§ **What to produce**: If a line of the data contains the word "abailly", it is counted; report how many such lines there are and nothing else.

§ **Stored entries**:
PR #147, opened 2025-03-14
Conformance tests scripts

KtorZ:
Here are the scripts and dataset I've been using for generating the `.snap` conformance tests for the ledger. Doing this, I realized that the `epoch-state` and `rewards-provenance` were obtained from a fork of the node, and aren't easily accessible through the _standard tooling_. 

I do think however it is possible to make them available; modulo some updates on Ogmios which I'll try out in the upcoming days. Still, it's worth documenting and versioning the overarching scripts for fetching and generating those datasets. 

## Summary by CodeRabbit

- **New Features**
  - Introduced comprehensive data enhancements for conformance testing, including structured delegation and stake pool information.
  - Added configuration changes to support accurate snapshot generation.
  
- **Documentation**
  - Published a detailed guide outlining prerequisites, installation steps, and usage instructions for conformance tests.

- **Chores**
  - Updated version control settings to properly flag generated files and ignore unnecessary dependencies.


KtorZ:
@abailly indeed, just as a reference: I am uploading these since they are the ones I've been using so far (ie it's nothing inherently new). It's not necessarily meant to be "the reference" but simply a way to get to those snapshots. 

I assume we could rewrite them to be produced directly from the db-server. I simply didn't have the time/energy to dive in.

abailly:
I need to find the time then 👍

§ **Answer below**: 2